Problem to solve. In the data, extract each line that holds the string "mates".

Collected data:
PR #414, opened 2019-05-13
Add random message for maps catalog

Thomas--S:


mods/other/random_messages/init.lua
```diff
@@ -71,7 +71,8 @@ function random_messages.read_messages()
 		"Use /r to check your score and rank, and /rankings to see the league tables.",
 		"Use bandages on team-mates to heal them by 3-4 HP if their health is below 15 HP.",
 		"Use /m to add a team marker at pointed location, that's visible only to team-mates.",
-		"Use /summary to check scores of the current match and the previous match."
+		"Use /summary to check scores of the current match and the previous match.",
+		"Use /maps to view the maps catalog. You can also see license information there."
```
ClobberXD: Instead of specifically pointing out license info, you could say
	`"Use /maps to view the maps catalog, which contains information about every map."`
or smth.

Thomas--S: I'd prefer to mention the license information explicitely, so that legal problems can be avoided.

Please note: I am not a lawyer.

ClobberXD: Understood, that makes sense.

```suggestion
		"Use /maps to view the maps catalog. It also contains license info and attribution details."
```

Thomas--S:
Thanks for merging :)

PR #415, opened 2019-05-15
Add IRC support for /maps command

Thomas--S:
grafik

### DIFF
--- a/mods/ctf/ctf_map/maps_catalog.lua
+++ b/mods/ctf/ctf_map/maps_catalog.lua
@@ -78,6 +78,25 @@ local function show_catalog(name, idx)
 	minetest.show_formspec(name, "ctf_map:maps_catalog", fs)
 end
 
+local function send_irc_catalog(name, idx)
+	-- Select map to be displayed
+	local map = ctf_map.available_maps[idx]
+	local red = string.char(3) .. "4"
+	local normal = string.char(3)
+	minetest.chat_send_player(name, red .. "Map: " .. normal .. map.name)
+	minetest.chat_send_player(name, red .. "Author: " .. normal .. map.author)
+	if map.hint then
+		minetest.chat_send_player(name, red .. "Hint: " .. normal .. map.hint)
+	end
+	if map.license then
+		minetest.chat_send_player(name, red .. "License: " .. normal .. map.license)
+	end
+	if map.others then
+		minetest.chat_send_player(name,
+				red .. "More Information: " .. normal .. map.others)
+	end
+end
+
 minetest.register_on_player_receive_fields(function(player, formname, fields)
 	if not player or formname ~= "ctf_map:maps_catalog" then
 		return
@@ -105,15 +124,13 @@ minetest.register_chatcommand("maps", {
 		if #ctf_map.available_maps == 0 then
 			return false, "No maps are available!"
 		end
-		if not minetest.get_player_by_name(name) then
-			return false, "You must be online to view the maps catalog!"
-		end
 
 		-- Set param to nil if it's empty
 		if param and param:trim() == "" then
 			param = nil
 		end
 
+		local player = minetest.get_player_by_name(name)
 		local idx
 
 		-- If arg. supplied, set idx to index of the matching map name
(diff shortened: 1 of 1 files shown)


mods/ctf/ctf_map/maps_catalog.lua
```diff
@@ -116,6 +133,19 @@ minetest.register_chatcommand("maps", {
 
 		local idx
 
+		if not minetest.get_player_by_name(name) then
```
ClobberXD:
```suggestion
		if not minetest.get_player_by_name(name) and
				minetest.global_exists("irc") then
```

mods/ctf/ctf_map/maps_catalog.lua
```diff
@@ -116,6 +133,19 @@ minetest.register_chatcommand("maps", {
...
+			minetest.chat_send_player(name, " *** CTF Map Catalog for IRC *** ")
+			if param then
+				idx = ctf_map.get_idx_and_map(param)
+			else
+				minetest.chat_send_player(name,
+						"No param supplied, showing information for current map.")
+				idx = ctf_map.map and ctf_map.map.idx or 1
+			end
```
ClobberXD: This exact `if-else` block already exists further down.

L157 can be changed like so:

```lua
if not minetest.get_player_by_name(name)
	show_irc_catalog
else
	show_catalog
end
```

Thomas--S: It is not exactly the same one because I decided to not use the `indices` value because it doesn't really make sense for IRC.

Additionally, the player gets notified about the omitted param, which would need another `if` block if we move it to the position suggested by you.

ClobberXD: That line can be changed to 

```lua
idx = (player and indices[name]) or ctf_map.map and ctf_map.map.idx or 1
```

Notifying the player about omitted param can have it's own small `if` block, that's fine. I'm just trying to avoid code duplication. :)

mods/ctf/ctf_map/maps_catalog.lua
Thomas--S: I thought about this again and I think it might be better to not use this check to make this more generic and usable with other, similiar mods.

If no such mod exists, nothing bad happens anyway, afaik.

ClobberXD: It's always better to be specific in cases where there's a chance for unexpected things to happen. A player executing commands while not online is an indication that they're on IRC, but things can change, and there would be many more situations where the player can execute commands while not being in-game. And it's also not like there's going to be another IRC mod anyway. :)

Thomas--S: I don't think that anything bad/unexpected can happen here. The worst case is that nobody reads the messages.

As far as I know, there are helper programs, which allow commands to be entered via terminal. If those programs implement everything well, it can also work there.

ClobberXD: Fine then, we'll leave it as it is.

Thomas--S: Thank you! :+1:

mods/ctf/ctf_map/maps_catalog.lua
```diff
@@ -78,6 +78,26 @@ local function show_catalog(name, idx)
...
+	if map.hint then
+		minetest.chat_send_player(name, red .. "Hint: " .. normal .. map.hint)
+	end
+	if map.license then
+		minetest.chat_send_player(name, red .. "License: " .. normal .. map.license)
+	end
+	if map.others then
+		minetest.chat_send_player(name,
+				red .. "More Information: " .. normal .. map.others)
+
```
ClobberXD: Empty line at the end of a block of code; can be removed.

Thomas--S:
I removed the empty line, but I didn't add the tab-space.

I tested the tab-space, but some IRC clients (including mine) don't seem to be able to display it correctly. It'd look very weird with a tab-space.

I don't think it's necessary anyway because the colored keywords should be enough to ensure legibility.

ClobberXD:
I see, no need for it then.

PR #420, opened 2019-07-03
Fix furnace crash when dug

LoneWolfHT:
Tested and it seems to work

### DIFF
--- a/mods/mtg/furnace/init.lua
+++ b/mods/mtg/furnace/init.lua
@@ -242,6 +242,9 @@ local furnaces = {}
 
 local function on_destruct(pos)
 	local inv = minetest.get_inventory({ type = "node", pos = pos })
+
+	if not inv then return end
+
 	for _, list in pairs(inv:get_lists()) do
 		for _, item in pairs(list) do
 			minetest.add_item(pos, item)


ClobberXD:
Why would this even happen in the first place? :thinking: 

`on_destruct` of `furnace:furnace` is called only because a furnace exists. How can a furnace exist without an inventory?

Thomas--S:
Furnances placed by schematics don't have any meta. There are probably a few furnances in the new maps.

ClobberXD:
Quite likely. Then the correct fix would be to alias `furnace:furnace` to `default:stone`.

LoneWolfHT:
> Quite likely. Then the correct fix would be to alias `furnace:furnace` to `default:stone`.

That won't cause problems with the crafting/placing of furnaces? Not very familiar with how aliasing works...

ClobberXD:
Tested. Apparently, mods can't alias names of existing items to other names since 5.0.0 - I get a truck-load of warnings. This explains why we're seeing other removed items like grass and gold ore back in-game. The existing node-defs has to be removed first, before registering their respective aliases.

```
2019-07-04 21:05:52: WARNING[Main]: Not registering alias, item with same name is already defined: default:grass_1 -> air
2019-07-04 21:05:52: WARNING[Main]: Not registering alias, item with same name is already defined: default:grass_2 -> air
2019-07-04 21:05:52: WARNING[Main]: Not registering alias, item with same name is already defined: default:grass_3 -> air
2019-07-04 21:05:52: WARNING[Main]: Not registering alias, item with same name is already defined: default:grass_4 -> air
2019-07-04 21:05:52: WARNING[Main]: Not registering alias, item with same name is already defined: default:sand_with_kelp -> default:sand
2019-07-04 21:05:52: WARNING[Main]: Not registering alias, item with same name is already defined: default:grass_5 -> air
2019-07-04 21:05:52: WARNING[Main]: Not registering alias, item with same name is already defined: default:bush_leaves -> air
2019-07-04 21:05:52: WARNING[Main]: Not registering alias, item with same name is already defined: default:bush_stem -> air
2019-07-04 21:05:52: WARNING[Main]: Not registering alias, item with same name is already defined: default:stone_with_gold -> default:stone
2019-07-04 21:05:52: WARNING[Main]: Not registering alias, item with same name is already defined: furnace:furnace -> default:stone
```

So aliasing would not work, in this case. Then I feel that the correct thing to do would be to validate all nodes _during_ map export. While this PR would fix the crash, furnaces aren't supposed to be a part of map schems in the first place.

LoneWolfHT:
So close this or is there a chance of this being merged?

ClobberXD:
I don't think this is the right thing to do. It feels like a hack, IMO. Sorry.

As I said in my previous comment, node validation should take place during map export itself. The existing maps with furnaces chould be fixed manually.

Thomas--S:
I strongly suggest to submit this bugfix to https://github.com/minetest/minetest_game because the game must not crash when a furnance without meta is dug.

LoneWolfHT:
> I strongly suggest to submit this bugfix to https://github.com/minetest/minetest_game because the game must not crash when a furnance without meta is dug.

Ok

LoneWolfHT:
Actually, @Thomas--S this is only a bug for CTF. There was some code added which forgot to make sure the furnace node had an inventory

Thomas--S:
Under these conditions, I strongly recommend to reopen and merge this PR.

LoneWolfHT:
heh, I shouldn't have deleted the fork

ClobberXD:
You deleted the fork?! Don't you like CTF? How DARE you! :rage:

LoneWolfHT:
Whoops, 'branch'
I must have been eating at the time or something lol

Thomas--S:
Isn't there a "Restore branch" button?

LoneWolfHT:
Not sure. I'll look into this later...

PR #422, opened 2019-07-04
Improve log messages

ClobberXD:
- Add log messages where required/useful
- Remove unnecessary log messages
- Convert `print` statements to `minetest.log`
- Fix incorrect log level for some messages
- Trivial code-style fixes

****

I've tested this PR, and nothing is unintentionally broken.


ClobberXD:
I've also added `minetest.log` calls to all chat-commands, save a few unimportant ones.

ClobberXD:
This PR only touches logging calls, and fixes code-style here and there. MT doesn't crash, even after executing a ton of chat-commands. Extensive testing is not strictly necessary.

ClobberXD:
Rebased

ClobberXD:
Marking as high-priority, as it clears so much `print` junk from the terminal, which is a pain to skim through while testing stuff. Please review ASAP.

PR #423, opened 2019-07-04
Fix aliases

LoneWolfHT:
Tested and it seems to work.


ClobberXD:
Tested, works. No warning in console, and the aliased nodes don't appear in-game.

There's some other warnings about aliasing wool, but that's not related to aliasing itself.

PR #430, opened 2019-07-07
Make axes a decent weapon

MinetestSam:
I have improved the damage output on axes while also keeping in mind that it doesn't over power the swords. I think we require some variety and making axes a weapon with high damage output but also high punch interval will make it balanced enough. The aim is to encourage new strategies rather than the players using the same sword and shotgun combo. 

I haven't tested it yet and I am open to suggestions.


Thomas--S:
I'd prefer a `minetest.override_item()`in a CTF-related mod to avoid the modifications in Minetest Game (for easier updating).

ClobberXD:
I agree with Thomas--S. Updating MTG is a great pain already, and every time MTG's default/tools.lua is updated, we'd have to add these custom values back. I suggest creating a separate mod that depends on `default`, and overrides the tool caps like so:

```lua
local axes = {
	-- list of all axes
}

for _, name in pairs (axes) do
	local tool_caps = minetest.registered_tools[name].tool_capabilities
	tool_caps.full_punch_interval = 10
	tool_caps.damage_groups = {fleshy = 1000}
	minetest.override_item(name, { tool_capabilities = tool_caps })
end
```
WARNING: Untested code. Might get your PR rejected. Use at your own risk. :)

MinetestSam:
Dunno how but it made an unnecessary commit which I had reverted. But anyhow, I did test it and it seems that the damage output is a bit high. I will wait until you guys test it and what do you think about it.

mods/pvp/axe/depends.txt
```diff
@@ -0,0 +1 @@
+default
```
ClobberXD: `depends.txt` is legacy and won't work with 5.x. Replace this file with `mod.conf`, containing the following:

```
name = axe
depends = default
```

MinetestSam: Done.

MinetestSam:
I want to see how #223 and #258 are implemented and feel like this PR is just similar to those PRs

LoneWolfHT:
@MinetestSam Those other PRs need a rebase and some players were requesting for axes to be buffed a bit. This PR would probably get merged if you started working on it again

PR #434, opened 2019-07-11
Move crafting and ctf_pvp_engine into other/ and ctf/ respectively

ClobberXD:
Submodules `crafting` and `ctf_pvp_engine` are moved into `other/` and `ctf/`modpacks respectively.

Completed task.
 		"Use bandages on team-mates to heal them by 3-4 HP if their health is below 15 HP.",
 		"Use /m to add a team marker at pointed location, that's visible only to team-mates.",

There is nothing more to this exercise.